Data records

- - - - -

PR #479, opened 2022-12-08
DFHack/dfhack#2081: Port adaptation and ban-cooking from Ruby to Lua

EarthPulseAcademy:
DFHack/dfhack#2081


adaptation.lua
```diff
@@ -0,0 +1,128 @@
...
+    dfhack.color(color)
+    dfhack.print(s)
+    dfhack.color(COLOR_RESET)
+end
+
+local function usage(s)
+    if s ~= nil then
+        print(s)
+    end
+    print("Usage: adaptation <show|set> <him|all> [value]")
```
myk002, line 37: Yeah, use `print(dfhack.script_help())` here

adaptation.lua
```diff
@@ -0,0 +1,128 @@
...
+local who = args[2]
+local value = args[3]
+
+if mode == "help" then
+    usage()
+elseif mode ~= "show" and mode ~= "set" then
+    usage("Invalid mode '" .. mode .. "': must be either 'show' or 'set'")
+end
+
+if who == nil then
```
myk002, line 52: Here and elsewhere, you usually don't compare against nil in Lua unless you need to differentiate between nil and other firms of falseness. Just `if not who then` is idiomatic.

adaptation.lua
```diff
@@ -0,0 +1,128 @@
...
+    if tonumber(value) < 0 or tonumber(value) > 800000 then
+        usage("Value must be between 0 and 800000")
+    end
+    value = tonumber(value)
+
+end
+
+local num_set = 0
+
+local function set_adaptation_value(unit, v)
```
myk002, line 74: Try to put functions above executing code

myk002 (commented):
More comments coming later, but let me send what I have so far. Also, put #2071 in the description, not the title, to link the PR to the issue

EarthPulseAcademy:
pre-commit.ci autofix

adaptation.lua
```diff
@@ -0,0 +1,128 @@
+-- Original opening comment before lua adaptation
+-- View or set cavern adaptation levels
+-- based on removebadthoughts.rb
+
+-- Rewritten by TBSTeun using OpenAI GPT from adaptation.rb
+
+local help = [====[
+
```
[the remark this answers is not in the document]
EarthPulseAcademy: done

adaptation.lua
```diff
@@ -0,0 +1,128 @@
...
+The ``value`` must be between 0 and 800,000 (inclusive).
+
+]====]
+
+-- Color constants, values mapped to color_value enum in include/ColorText.h
+local COLOR_RESET = -1
+local COLOR_GREEN = 2
+local COLOR_RED = 4
+local COLOR_YELLOW = 14
```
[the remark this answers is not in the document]
EarthPulseAcademy: done

adaptation.lua
EarthPulseAcademy: done

adaptation.lua
EarthPulseAcademy: done

EarthPulseAcademy:
pre-commit.ci autofix

adaptation.lua
```diff
@@ -0,0 +1,110 @@
...
+end
+
+local args = {...}
+
+local mode = args[1] or "help"
+local who = args[2]
+local value = args[3]
+
+if mode == "help" then
+    usage()
```
myk002, line 70: you might want to `return` after every call to `usage()` here and below. Otherwise, you might incorrectly run processing code on bad input. For example, a command like `adaptation help him please` will print out help text and then throw an error when 'please' is used as a number.

adaptation.lua
```diff
@@ -0,0 +1,110 @@
...
+
+local function print_color(color, s)
+    dfhack.color(color)
+    dfhack.print(s)
+    dfhack.color(COLOR_RESET)
+end
+
+local function usage(s)
+    if s then
+        print(s)
```
myk002, line 14: since the message passed to `usage` is always an error message, maybe use `dfhack.printerr()` instead of `print()` here. You can make the swap without any other changes; e.g. you still will not need to manually tack on a newline.

adaptation.lua
```diff
@@ -0,0 +1,110 @@
...
+local args = {...}
+
+local mode = args[1] or "help"
+local who = args[2]
+local value = args[3]
+
+if mode == "help" then
+    usage()
+elseif mode ~= "show" and mode ~= "set" then
+    usage("Invalid mode '" .. mode .. "': must be either 'show' or 'set'")
```
myk002, line 72: while `..` concatenation does work fine, be aware that it is often easier to read when you use `string:format`. This code could be written as:
```lua
usage(('Invalid mode "%s": must be either "show" or "set"'):format(mode))
```

myk002: note also that while double and single quotes are interchangeable, the Lua code in DFHack prefers using single quotes for strings. It's fine to keep this PR as it is as far as quote style, but it's something to remember for future code.

adaptation.lua
```diff
@@ -0,0 +1,110 @@
...
+end
+
+if not(who) then
```
myk002, line 75:
```suggestion
if not who then
```

adaptation.lua
```diff
@@ -0,0 +1,110 @@
...
+    usage("Target not specified")
+elseif who ~= "him" and who ~= "all" then
+    usage("Invalid target '" .. who .. "'")
+end
+
+if mode == "set" then
+    if not(value) then
```
myk002, line 82:
```suggestion
    if not value then
```

adaptation.lua
```diff
@@ -0,0 +1,110 @@
...
+        usage("Value not specified")
+    elseif not tonumber(value) then
+        usage("Invalid value '" .. value .. "'")
+    end
+
+    if tonumber(value) < 0 or tonumber(value) > 800000 then
+        usage("Value must be between 0 and 800000")
+    end
+    value = tonumber(value)
+
```
myk002, line 92:
```suggestion
    value = tonumber(value)
    if value < 0 or value > 800000 then
        usage("Value must be between 0 and 800000 (inclusive)")
    end
```

adaptation.lua
```diff
@@ -0,0 +1,110 @@
...
+end
+
+if who == "him" then
+    local u = dfhack.gui.getSelectedUnit(true)
+    local num_set = 0
+    if u then
+        num_set = set_adaptation_value(u, value)
```
myk002, line 99: you don't need to "eat" a returned value if you don't use it. Idiomatic Lua drops unneeded return values and missing/extra params all the time.

adaptation.lua
```diff
@@ -0,0 +1,110 @@
...
+    else
+        print('Please select a dwarf ingame')
```
myk002, line 101: consider `dfhack.printerr` instead of `print` for "error" messages

adaptation.lua
```diff
@@ -0,0 +1,110 @@
...
+    end
+elseif who == "all" then
+    for _, uu in ipairs(df.global.world.units.all) do
```
myk002, line 104: need a `local num_set = 0` before this line. The one in the other if block is not in scope here, and this effectively names `num_set` as a global variable.

adaptation.lua
```diff
@@ -0,0 +1,110 @@
...
+        num_set = set_adaptation_value(uu, value)
```
myk002, line 105: `+=` (which I think you meant to write here) isn't an operator in Lua. You have to write it longhand: `num_set = num_set + set_adaptation_value(uu, value)`

adaptation.lua
```diff
@@ -0,0 +1,110 @@
...
+
+local function usage(s)
+    if s then
+        print(s)
+    end
+    print(dfhack.script_help())
+end
+
+local function set_adaptation_value(unit, v)
+    local num_set = 0
```
myk002, line 20: since this function can only ever return 0 or 1, you can get rid of this variable and return the numbers directly, I think.

adaptation.lua
```diff
@@ -0,0 +1,110 @@
...
+
+    if not dfhack.units.isCitizen(unit) or unit.flags2.killed then
+        return num_set
```
myk002, line 23:
```suggestion
        return 0
```

adaptation.lua
```diff
@@ -0,0 +1,110 @@
...
+    if s then
+        print(s)
+    end
+    print(dfhack.script_help())
+end
+
+local function set_adaptation_value(unit, v)
+    local num_set = 0
+
+    if not dfhack.units.isCitizen(unit) or unit.flags2.killed then
```
myk002, line 22: `not dfhack.units.isAlive(unit)` might be better to check than just the `killed` flag directly.

adaptation.lua
```diff
@@ -0,0 +1,110 @@
...
+        return num_set
+    end
+    local trait_found = false
```
myk002, line 25: don't need this if you return directly from the loop

adaptation.lua
```diff
@@ -0,0 +1,110 @@
...
+                        print_color(COLOR_RED, t.value .. "\n")
+                    end
+            elseif mode == "set" then
+                print("Unit " .. unit.id .. " (" .. dfhack.TranslateName(dfhack.units.getVisibleName(unit)).. ") changed from " .. t.value .. " to " .. v)
+                t.value = v
+                num_set = num_set + 1
+            end
+            trait_found = true
+            break
+        end
```
myk002, line 44:
```suggestion
        if t.id ~= df.misc_trait_type.CaveAdapt then goto continue end
        if mode == "show" then
            print_color(COLOR_RESET, ('Unit %d (%s) has an adaptation of '):format(unit.id, dfhack.TranslateName(dfhack.units.getVisibleName(unit)))
            if t.value <= 399999 then
                print_color(COLOR_GREEN, t.value .. "\n")
            elseif t.value <= 599999 then
                print_color(COLOR_YELLOW, t.value .. "\n")
            else
                print_color(COLOR_RED, t.value .. "\n")
            end
            return 0
        end
        print("Unit " .. unit.id .. " (" .. dfhack.TranslateName(dfhack.units.getVisibleName(unit)).. ") changed from " .. t.value .. " to " .. v)
        t.value = v
        return 1
        ::continue::
    end
```

myk002: Lua doesn't have a formal `continue` statement. Instead there is an idiom using `goto` and a "continue" label.

myk002: (btw I left the formatting of the second print statement as an exercise for the reader : )

adaptation.lua
```diff
@@ -0,0 +1,110 @@
...
+            local new_trait = df.unit_misc_trait:new()
+            new_trait.id = df.misc_trait_type.CaveAdapt
+            new_trait.value = v
+            num_set = num_set + 1
+            table.insert(unit.status.misc_traits, new_trait)
+            print("Unit " .. unit.id .. " (" .. dfhack.TranslateName(dfhack.units.getVisibleName(unit)) .. ") changed from 0 to " .. v)
+        end
+    end
+
+    return num_set
```
myk002, line 60: this block can be similarly simplified

myk002 (commented):
reviewed adaptation, will review ban-cooking next

ban-cooking.lua
```diff
@@ -0,0 +1,440 @@
...
+    kitchen.mat_indices:insert('#', mat_index)
+    kitchen.item_types:insert('#', type)
+    kitchen.item_subtypes:insert('#', subtype)
+    kitchen.exc_types:insert('#', df.kitchen_exc_type.Cook)
+    already_banned[key] = true
+end
+
+local funcs = {}
+
+funcs["booze"] = function()
```
myk002, line 69: `funcs["booze"]` can be simplified to just `funcs.booze`. you only need to use the first form if the string is not a valid identifier (like "hyphen-word")

ban-cooking.lua
```diff
@@ -0,0 +1,440 @@
...
+                    end
+                end
+            end
+        end
+    end
+end
+
+funcs["seeds"] = function()
+    for _, p in ipairs(df.global.world.raws.plants.all) do
+        if p.material_defs.type.seed ~= -1 and p.material_defs.idx.seed ~= -1 and not p.flags.TREE then
```
myk002, line 143: you can invert the condition and use `goto continue` for this one to remove an entire level of indentation from the function

ban-cooking.lua
```diff
@@ -0,0 +1,440 @@
...
+                    end
+                end
+            end
+        end
+    end
+end
+
+funcs["brew"] = function()
+    for _, p in ipairs(df.global.world.raws.plants.all) do
+        if p.material_defs.type.drink ~= -1 and p.material_defs.idx.drink ~= -1 then
```
myk002, line 180: same here, invert the condition and use `goto` to remove an unneeded level of indentation

ban-cooking.lua
```diff
@@ -0,0 +1,440 @@
...
+                    ban_cooking(p.name .. ' ' .. m.id, matinfo.type, matinfo.index, df.item_type.PLANT, -1)
+                end
+            end
+        end
+    end
+end
+
+funcs["thread"] = function()
+    for _, p in ipairs(df.global.world.raws.plants.all) do
+        if p.material_defs.idx.thread ~= -1 then
```
myk002, line 223: here too. use `goto`

ban-cooking.lua
```diff
@@ -0,0 +1,440 @@
...
+                    end
+                end
+            end
+        end
+    end
+end
+
+funcs["show"] = function()
+    -- First put together a dictionary/hash table
+    type_list = {}
```
myk002, line 270: needs `local`

ban-cooking.lua
```diff
@@ -0,0 +1,440 @@
...
+
+        type_list[key_seed]["text"] = p.name .. " seed"
+        -- drink materials for plants always appear to use the 'SEEDS' item type tag
+        type_list[key_seed]["type"] = "SEEDS"
+        -- item subtype of 'SEEDS' types appears to always be -1, as there is no growth array entry for the 'SEEDS'
+        type_list[key_seed]["subtype"] = -1
+
+        for r, g in ipairs(p.growths) do
+            matinfo = dfhack.matinfo.decode(g)
+            m = matinfo.material
```
myk002, line 316: need `local` for these two

ban-cooking.lua
```diff
@@ -0,0 +1,440 @@
...
+
+            if m.flags["EDIBLE_COOKED"] and m.flags["LEAF_MAT"] then
+                for j, s in ipairs(p.material) do
+                    if m.id == s.id then
+
+                        -- need to create a key to reference values in the types_list dictionary.
+                        key_matinfo_type = matinfo.type .. i
```
myk002, line 323: need `local`

ban-cooking.lua
```diff
@@ -0,0 +1,440 @@
...
+                -- item type for milk appears to use the 'GLOB' tag
+                type_list[key_matinfo_type]["type"] = "GLOB"
+                type_list[key_matinfo_type]["subtype"] = -1
+            end
+        end
+    end
+
+    iterator = 0
+
+    output = {}
```
myk002, line 377: needs `local` for these two

ban-cooking.lua
```diff
@@ -0,0 +1,440 @@
...
+
+    for i, b in pairs(already_banned) do
```
myk002, line 379: `already_banned` cannot be persisted in global state since it would get out of sync with manual "unbanning" actions taken by the player. therefore this will only work to show items that were *just* banned in the current invocation of the script. This is fine, but I wanted to make sure you were aware of the implications. You'd have to use it like `ban-cooking fruit tallow show`. just running `ban-cooking show` by itself would show nothing.

ban-cooking.lua
```diff
@@ -0,0 +1,440 @@
...
+        -- initialize our output string with the array entry position (largely stays the same for each item on successive runs, except when items are added/removed)
+        output[iterator] = ''
+        -- initialize our key for accessing our stored items info
+        key = i[1] .. i[2]
```
myk002, line 383: needs `local`

ban-cooking.lua
```diff
@@ -0,0 +1,440 @@
...
+        end
+    end
+
+    iterator = 0
+
+    output = {}
+
+    for i, b in pairs(already_banned) do
+        -- initialize our output string with the array entry position (largely stays the same for each item on successive runs, except when items are added/removed)
+        output[iterator] = ''
```
myk002, line 381: it would be cleaner to declare a `local cur` variable here, populate it, and then add it to the output at the end of the loop with `table.insert(output, cur)`. no need to track the index with `iterator`.

ban-cooking.lua
```diff
@@ -0,0 +1,440 @@
...
+
+local function already_banned_has_key(key)
+    for k, v in pairs(already_banned) do
+        if k[1] == key[1] and k[2] == key[2] and k[3] == key[3] and k[4] == key[4] then
+            return true
+        end
+    end
+
+    return false
+end
```
myk002, line 27:
```suggestion
local function make_key(mat_type, mat_index, type, subtype)
    return ('%s:%s:%s:%s'):format(mat_type, mat_index, type, subtype)
end
```

ban-cooking.lua
```diff
@@ -0,0 +1,440 @@
...
+
+-- Iterate over the elements of the kitchen.item_types list
+for i = 0, #kitchen.item_types - 1 do
+    -- Check if the kitchen.exc_types[i] element is equal to :Cook
+    if kitchen.exc_types[i] == df.kitchen_exc_type.Cook then
+        -- Add a new element to the already_banned dictionary
+        already_banned_key = {kitchen.mat_types[i], kitchen.mat_indices[i], kitchen.item_types[i], kitchen.item_subtypes[i]}
```
myk002, line 34:
```suggestion
        local key = make_key(kitchen.mat_types[i], kitchen.mat_indices[i], kitchen.item_types[i], kitchen.item_subtypes[i])
```

ban-cooking.lua
```diff
@@ -0,0 +1,440 @@
...
+        if not(already_banned_has_key(already_banned_key)) then
+            already_banned[already_banned_key] = true
+        end
```
myk002, line 37:
```suggestion
        already_banned[key] = true
```

ban-cooking.lua
```diff
@@ -0,0 +1,440 @@
...
+        if s.value == str then
+            return true
+        end
+    end
+
+    return false
+end
+
+local function ban_cooking(print_name, mat_type, mat_index, type, subtype)
+    key = mat_type, mat_index, type, subtype
```
myk002, line 52:
```suggestion
    local key = make_key(mat_type, mat_index, type, subtype)
```

myk002 (changes requested):

adaptation.lua
EarthPulseAcademy: I feel like using function calls over operators is what is more confusing because there is more information to read. Consider the '+' operator for example, what feels more confusing? 1+1 or add(1, 1)?
That being said, I feel like this is a larger discussion than for pull request comments. I believe consistency is key in making a codebase approachable for new developers and if using string.format is the standard in our coding practices I'll comply and make the change later today. Taking that into account, I will also make the same change on line 39 even though you said leave it in as a reader exercise to keep the codebase approachable for new developers.

adaptation.lua
EarthPulseAcademy: done

adaptation.lua
EarthPulseAcademy: I actually did this so I could make the availability scope for num_set as small as possible, by only declaring it in the if statement and then filling it with the return value of set_adaptation_value. I am actually using this variable to print the amount of units changed. The ruby way was to set num_set in the root scope of the script and using that variable in multiple places. Keeping variables as local as possible reduces bugs.

adaptation.lua
EarthPulseAcademy: I actually didn't. Since him and all are mutually exclusive options here I don't care about what was in num_set previously and can safely discard its value.

adaptation.lua
EarthPulseAcademy: Assuming you mean string concatenation with your print statement comment, I made the change.

ban-cooking.lua
EarthPulseAcademy: Maybe I already fixed this issue with some of my other changes, but I just tested using ban-cooking all before saving and fully exiting out of df, restarting it, reloading the save, and calling ban-cooking show with the output being equal to before I restarted df. Also I manually banned and unbanned some items in my kitchen interface in df and the changes show up on running ban-cooking show. Am I missing something here?

adaptation.lua
```diff
@@ -0,0 +1,115 @@
...
+    end
+
+    return 0
+end
+
+if mode == 'help' then
+    usage()
+    return
+elseif mode ~= 'show' and mode ~= 'set' then
+    usage(('Invalid mode %s: must be either \'show\' or \'set\''):format(mode))
```
myk002, line 68: it's usually easier to use whatever the "other" quotes are in the string to avoid escaping them

adaptation.lua
```diff
@@ -0,0 +1,115 @@
...
+
+    value = tonumber(value)
+    if value < 0 or value > 800000 then
+        usage(('Value must be between 0 and 800000 (inclusive), input value was %s'):format(value))
+    end
+end
+
+local num_set = 0
+
+print("who")
```
myk002, line 97: leftover debug print?

adaptation.lua
```diff
@@ -0,0 +1,115 @@
...
+
+if who == 'him' then
+    local u = dfhack.gui.getSelectedUnit(true)
+    if u then
+        num_set = set_adaptation_value(u, value)
+    else
+        dfhack.printerr('Please select a dwarf ingame')
+    end
+elseif who == 'all' then
+    print("all")
```
myk002, line 107: leftover debug print?

ban-cooking.lua
EarthPulseAcademy: I tried to change the key to a different format, but the table as a key is used later, and I am not sure how I can change this key format without losing needed data in the show function

adaptation.lua
```diff
@@ -0,0 +1,115 @@
...
+end
+
+local num_set = 0
+
+print("who")
+
+if who == 'him' then
+    local u = dfhack.gui.getSelectedUnit(true)
+    if u then
+        num_set = set_adaptation_value(u, value)
```
myk002, line 102: this value is never read after being assigned here. you might as well just not assign the return value from `set_adaptation_value(u, value)` to anything and move the `local num_set = 0` from line 95 into the `elseif who == 'all' then` block below.

docs/ban-cooking.rst
```diff
@@ -12,11 +12,16 @@ Usage
 -----
 
 ::
-    ban-cooking <type>
+    ban-cooking <type|all|show>
```
myk002, line 15: since `all` and `show` are literals and `<type>` can be repeated, this should be written as:
```
ban-cooking all [show]
ban-cooking <type> [<type> ...] [show]
```

`show` is something of an anomaly, though, since it wasn't documented before, was intended for debugging, and doesn't follow the pattern of other kinds of commands that do this kind of thing. We don't need to be faithful to the `show` syntax since it was never documented. I think it should be represented as a flag (`-v`, `--verbose`), or it can just remain undocumented.

adaptation.lua
EarthPulseAcademy: done

adaptation.lua
EarthPulseAcademy: done

adaptation.lua
EarthPulseAcademy: done

adaptation.lua
EarthPulseAcademy: done

docs/ban-cooking.rst
```diff
@@ -12,11 +12,16 @@ Usage
...
 
 Valid types are ``booze``, ``brew``, ``fruit``, ``honey``, ``milk``, ``mill``,
 ``oil``, ``seeds`` (i.e. non-tree plants with seeds), ``tallow``, and
-``thread``.
+``thread``. It is possible to include multiple types in a single ban-cooking
+call: ``ban-cooking oil tallow`` will ban both oil and tallow from cooking.
+
+Using ``ban-cooking all`` will ban all types from being cooked.
+
+Using ``ban-cooking show`` will display all types of food that have been banned.
```
myk002, line 24: I'm pretty sure this will have no output. it needs to be specified along other commands that do something.

ban-cooking.lua
```diff
@@ -49,7 +27,7 @@ local function reaction_product_id_contains(reaction_product, str)
 end
 
 local function ban_cooking(print_name, mat_type, mat_index, type, subtype)
-    key = mat_type, mat_index, type, subtype
+    local key = mat_type
```
myk002, line 30: this confuses me. I said that the previous statement was equivalent to this one, but the implication was that this was wrong. Keys should encompass everything you need to differentiate the tuple, but keys cannot be tables. I'm pretty sure you should be stringifying the four tuple of elements. if you still need to address them individually, assign the table of separate elements as the value instead of `true`. a table is still "truthy" so it can still be easily tested for membership.

myk002 (changes requested):

ban-cooking.lua
```diff
@@ -0,0 +1,433 @@
...
+
+    table.sort(output, function(a, b) return a < b end)
+
+    for k, v in pairs(output) do
+        print(k .. ": |" .. v)
+    end
+end
+
+if ... == "help" then
+    print(dfhack.script_help())
```
myk002, line 416: needs a `return` statement, otherwise the script will error out after printing the help

ban-cooking.lua
```diff
@@ -0,0 +1,433 @@
...
+    -- The item hasn't already been banned, so we do that here by appending its values to the various arrays
+    print(print_name .. ' has been banned!')
+    kitchen.mat_types:insert('#', mat_type)
+    kitchen.mat_indices:insert('#', mat_index)
+    kitchen.item_types:insert('#', type)
+    kitchen.item_subtypes:insert('#', subtype)
+    kitchen.exc_types:insert('#', df.kitchen_exc_type.Cook)
+
+    already_banned[key] = {}
+    already_banned[key].isBanned = true
```
myk002, line 38: the `isBanned` value is never used (and is always `true`) as far as I can see. is there a reason you included it?

myk002 (changes requested):

myk002 (approved):

EarthPulseAcademy:
pre-commit.ci autofix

- - - - -

Required work
Select all lines with the word "dwarf" from the entries above.

Response area
+        print('Please select a dwarf ingame')
+        dfhack.printerr('Please select a dwarf ingame')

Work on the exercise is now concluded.